WHAT IS BEING ASKED. Copy all the lines of the data that include the word "disk".

________

PR #554, opened 2021-07-07
Corrupt

dtamayo:
A possible failure mode when interrupting a large number of simulations storing simulation archives is that a small subset might interrupt while writing a binary snapshot, corrupting them. The latest version allows you to read in such corrupted simulation archives but can't resume and continue appending from an archive that's corrupted in this way. This pull request changes things so that instead of appending to the end of the file, it appends snapshots to the last valid snapshot. 

Thanks for your help @hannorein . Took a little longer than I had hoped to figure out that when I truncated a valid archive to make a corrupted archive test case, the rest of the archive still stayed in contiguous memory so the code would read it anyway  😅

### DIFF
--- a/src/simulationarchive.c
+++ b/src/simulationarchive.c
@@ -609,6 +609,10 @@ void reb_simulationarchive_snapshot(struct reb_simulation* const r, const char* 
                 fseek(of, field.size, SEEK_CUR);
             }while(field.type!=REB_BINARY_FIELD_TYPE_END && bytesread);
             long size_old = ftell(of);
+            
+            // store location after initial binary (including trailing blob) as first valid end of file
+            long last_blob=ftell(of) + sizeof(struct reb_simulationarchive_blob);
+
             char* buf_old = malloc(size_old);
             fseek(of, 0, SEEK_SET);  
             fread(buf_old, size_old,1,of);
@@ -622,13 +626,31 @@ void reb_simulationarchive_snapshot(struct reb_simulation* const r, const char* 
             char* buf_diff;
             size_t size_diff;
             reb_binary_diff(buf_old, size_old, buf_new, size_new, &buf_diff, &size_diff);
-            
-            // Update blob info and Write diff to binary file
+    
             struct reb_simulationarchive_blob blob = {0};
-            fseek(of, -sizeof(struct reb_simulationarchive_blob), SEEK_END);  
+            fseek(of, size_old, SEEK_SET);
+         
+            // Find last valid snapshot to allow for restarting and appending to archives where last snapshot was cut off
+            do
+            {
+                fseek(of, -sizeof(struct reb_binary_field), SEEK_CUR);
+                fread(&field, sizeof(struct reb_binary_field), 1, of);
+                if (field.type != REB_BINARY_FIELD_TYPE_END){ // could be EOF or corrupt snapshot
+                    break;
+                }
+                bytesread = fread(&blob, sizeof(struct reb_simulationarchive_blob), 1, of);
+                last_blob = ftell(of);
+                fseek(of, blob.offset_next, SEEK_CUR);
+            } while(bytesread);
+
+            // To append diff, seek to last valid location (=EOF if all snapshots valid)
+            fseek(of, last_blob, SEEK_SET);
+
+            // Update blob info and Write diff to binary file
+            fseek(of, -sizeof(struct reb_simulationarchive_blob), SEEK_CUR);  
             fread(&blob, sizeof(struct reb_simulationarchive_blob), 1, of);
             blob.offset_next = size_diff+sizeof(struct reb_binary_field);
-            fseek(of, -sizeof(struct reb_simulationarchive_blob), SEEK_END);  
+            fseek(of, -sizeof(struct reb_simulationarchive_blob), SEEK_CUR);  
             fwrite(&blob, sizeof(struct reb_simulationarchive_blob), 1, of);
             fwrite(buf_diff, size_diff, 1, of); 
             field.type = REB_BINARY_FIELD_TYPE_END;
--- a/rebound/tests/test_simulationarchive.py
+++ b/rebound/tests/test_simulationarchive.py
@@ -546,7 +546,7 @@ class TestSimulationArchiveMercurius(unittest.TestCase):
         sim.integrate(3001)
         with open('simulationarchive.bin', 'r+b') as f:
             f.seek(15900)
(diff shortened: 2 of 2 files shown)


src/simulationarchive.c
```diff
@@ -609,6 +609,10 @@ void reb_simulationarchive_snapshot(struct reb_simulation* const r, const char*
                 fseek(of, field.size, SEEK_CUR);
             }while(field.type!=REB_BINARY_FIELD_TYPE_END && bytesread);
             long size_old = ftell(of);
+            
+            // store location after initial binary (including trailing blob) as first valid end of file
+            long last_blob=ftell(of) + sizeof(struct reb_simulationarchive_blob);
```
hannorein, line 614: This variable seems to get overwritten before its value is ever read.

src/simulationarchive.c
```diff
@@ -622,13 +626,31 @@ void reb_simulationarchive_snapshot(struct reb_simulation* const r, const char*
...
-            
-            // Update blob info and Write diff to binary file
+    
             struct reb_simulationarchive_blob blob = {0};
-            fseek(of, -sizeof(struct reb_simulationarchive_blob), SEEK_END);  
+            fseek(of, size_old, SEEK_SET);
+         
+            // Find last valid snapshot to allow for restarting and appending to archives where last snapshot was cut off
+            do
+            {
```
hannorein, line 635: I think this loop is problematic. We should probably not entered it by default. Only for corrupt archives. It could be very slow to scan through a few GBs of data everytime a snapshot is appended. Note that in the current implementation we only read in the beginning and the end.

hannorein (commented):
Thanks for this! I worry a bit about the performance with the new loop. I'm not entirely sure how to check if the file is corrupt without scanning through the full file. I guess it would be ideal to add a checksum-type parameter to `reb_simulationarchive_blob`, maybe containing the current location in the file. Then we could read in the last `sizeof(reb_simulationarchive_blob)` bytes from a file and check if the location matches. If not, the file is corrupt. But that would change the format of the binary files. Alternatively, we could check for the last `reb_simulationarchive_blob` to have a size of 0 and the last `reb_binary_field` to have an `offset_next` of 0 and a `size` of zero. But checking for zeros might give us false positives in many cases (because many arrays may contain a lot of zeros).

src/simulationarchive.c
dtamayo: Good catch! This was left over from when I wrote the do while loop as a while loop...can definitely be removed!

dtamayo:
Thanks @hannorein. Is it that slow to seek and read a couple fields Nblobs times? Do you have a GB binary I could get some intuition with? 

Naively I might have thought that if you are structuring the number of snapshots you store to avoid having to do excessive recomputation (say you don't want to redo more than 1 min of computation for an integration that takes 1 week total, that's ~10,000 snapshots). Is traversing 10,000 blobs comparable to 1 min?

dtamayo:
But assuming it is too slow (and by now I should know better than to question your intuition!), I agree that checking for zero could cause lots of problems, the checksum solution does seem ideal at the expense of changing the structure!

hannorein:
In the past, I have noticed  (to be more precise @zyrxvo has noticed) that it take be several seconds to scan through a SA on a local disk. That's why I've implemented the `reuse_index` option which can speed up loading SAs significantly.  But It strongly depends on the type of storage.

I'm not sure what the right solution is. I'll think about it a bit longer!

hannorein:
I pushed an additional commit to my [dtamayo-corrupt branch](https://github.com/hannorein/rebound/tree/dtamayo-corrupt).

- I think the original unit test you wrote passed by accident (because everything was overwritten with zeros). If you look closely, you see warning messages about the simulation not being synchronized. That warning only showed up because something went wrong when reading in the binary data. (It's an IAS15 simulation, so this message doesn't make sense)
- I added a new test to see if the file is corrupt by checking if the last two simulationarchive_blobs in the archive have consistent offset_next and offset_prev values. If not, something went wrong, like a checksum! Then I fall back to your loop, starting from the beginning of the file. This should be much faster than always starting from the beginning for every snapshot. 
- I added one more unit test which cuts the file short by a few bytes. I think this might be a more realistic failure scenario (i.e. when disk space is full) rather than overwriting the file with zeros. 
- If you have time, please check if this works on your end. There are a lot of changes to various logic statements which I could easily get wrong!

Also, I really need to add some documentation about the binary format!

dtamayo:
Thank you for the lightning fast patch Hanno..the checksum workaround is really clever!

I'm a bit confused about my unit test. In my pull request version, the following code does not give me any synchronization warnings when I load up different snapshots, and I can take those reloaded simulations and integrate them without errors

```
import rebound

sim = rebound.Simulation()
sim.add(m=1.)
sim.add(m=1e-3,a=1.)
sim.add(m=5e-3,a=2.25)

sim.automateSimulationArchive("simulationarchive.bin", interval=1000,deletefile=True) 
sim.integrate(3001)
with open('simulationarchive.bin', 'r+b') as f:
    f.seek(15900)
    f.write(bytes(72))
sa = rebound.SimulationArchive("simulationarchive.bin")
sim = sa[-1]
sim.automateSimulationArchive("simulationarchive.bin", interval=1000)
sim.integrate(7001)
sa = rebound.SimulationArchive("simulationarchive.bin")
```

With the dtamayo-corrupt branch, if I run the same code, then I do get synchronization warnings when I load the first appended snapshot `sim = sa[3]`, and I get a malloc error and the kernel dies if I try to load any snapshots after that. I also get the same behavior when I use your better code avoiding my magic numbers using os.SEEK_SET etc. in your updated unit test. 

As for the f.truncate() unit test, doesn't that run into the problem that the rest of the snapshot remains in contiguous memory? I haven't tested it carefully, but I would think that the checksum test would fail starting from SEEK_END, but that when you fall back to my loop, it would happily read past the end of the file and say that the truncated snapshot was still valid. At least that was the behavior I kept running into, but perhaps your logic catches this!

hannorein:
Hm. Thanks! I'll look into it.

hannorein:
Very strange. This works for me. What python version are you using? (me: Python 3.8.2)

hannorein:
Never mind. I do get the error if I load `sa[3]`. I think the problem is that "your" truncated file never shows up as corrupt.. Looking into it ... ;-)

dtamayo:
Thanks! I'm using python 3.7.7

hannorein:
Next try. I think this should work. Your test case with the zeros was a good one (and driving me nuts) ;-)

dtamayo:
This works great for me! Thank you so much for working on this so quickly...I assure you it took me much longer than it would have taken you to sort out a good test case and it was definitely driving me nuts too 😃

________

ANSWER FOR THIS EXERCISE.
In the past, I have noticed  (to be more precise @zyrxvo has noticed) that it take be several seconds to scan through a SA on a local disk. That's why I've implemented the `reuse_index` option which can speed up loading SAs significantly.  But It strongly depends on the type of storage.
- I added one more unit test which cuts the file short by a few bytes. I think this might be a more realistic failure scenario (i.e. when disk space is full) rather than overwriting the file with zeros. 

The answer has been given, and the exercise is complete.